In this example, I re-create the double-dispatch from the previous section:

// No need to inherit from a `SpaceObject` base class
struct Asteroid {};
struct Spaceship {};

// But the list of possible runtime *must* be enumerated at compile-time
using SpaceObject = std::variant<Asteroid, Spaceship>;

void collide(SpaceObject& first, SpaceObject& second) {
    struct CollideDispatch {
        void operator()(Asteroid& first, Asteroid& second) {
            // Asteroid/Asteroid
        }
        void operator()(Asteroid& first, Spaceship& second) {
            // Asteroid/Spaceship
        }
        void operator()(Spaceship& first, Asteroid& second) {
            // Spaceship/Asteroid
        }
        void operator()(Spaceship& first, Spaceship& second) {
            // Spaceship/Spaceship
        }
    };

    std::visit(CollideDispatch(), first, second);
}

int main() {
    SpaceObject asteroid = Asteroid();
    SpaceObject spaceship = Spaceship();

    collide(asteroid, spaceship);
    // Calls CollideDispatch::operator()(Asteroid&, Spaceship&)
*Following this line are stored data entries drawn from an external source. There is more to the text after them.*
Issue #318, opened 2022-08-17
Remove table of contents in feature docs pages


stijnmoreels:
**Is your feature request related to a problem? Please describe.**
Currently, each feature documentation page has a table of contents in the beginning of the page, but this is generated by the side on the right-side in a small sidebar, causing duplication on the page.

**Describe the solution you'd like**
We should remove the table of contents in the feature docs page itself to avoid duplication and have cleaner/smaller pages.

PR #327, opened 2022-09-09
docs: removed table of contents

pim-simons:
Removed table of contents as it is already handled by the sidebar.

Closes https://github.com/arcus-azure/arcus.scripting/issues/318


stijnmoreels (approved):
Ah, that must have felt good; deleting stuff 😉 .

PR #342, opened 2022-12-02
fix: Update Algolia Search to V3

Mcalewaert:


stijnmoreels (approved):
Aha! That indeed does the trick. 🥳 Thx for investigating this.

    collide(spaceship, asteroid);
    // Calls CollideDispatch::operator()(Spaceship&, Asteroid&)
}

Obviously, the issue with adding a new SpaceStation variant is once again apparent in this implementation. You will get a compile error unless you handle this new SpaceStation variant at every point you visit the SpaceObjects.

The Expression Problem

One issue we have not been able to move past in these exemples is the Expression Problem. In two words, this means that we can't add a new data type (e.g: SpaceStation), or a new operation (e.g: land_on) to our current code without re-compiling it.

This is the downside I was pointing out in our previous sections:

  • Data type extension: one can easily add a new SpaceObject child-class in the OOP version, but needs to modify each implementation if we want to add a new method to the SpaceObject interface to implement a new operation.
  • Operation extension: one can easily create a new function when using the std::variant based representation, as pattern-matching easily allows us to only handle the kinds of values we are interested in. But adding new SpaceObject variant means we need to modify and/or re-compile every std::visit call to handle the new variant.

There is currently no (good) way in standard C++ to tackle the Expression Problem. A paper (N2216) was written to propose a new language feature to improve the situation. However it looks quite complex, and never got followed up on for standardization.

In the mean-time, one can find some libraries (like yomm2) that reduce the amount of boiler-plate needed to emulate this feature.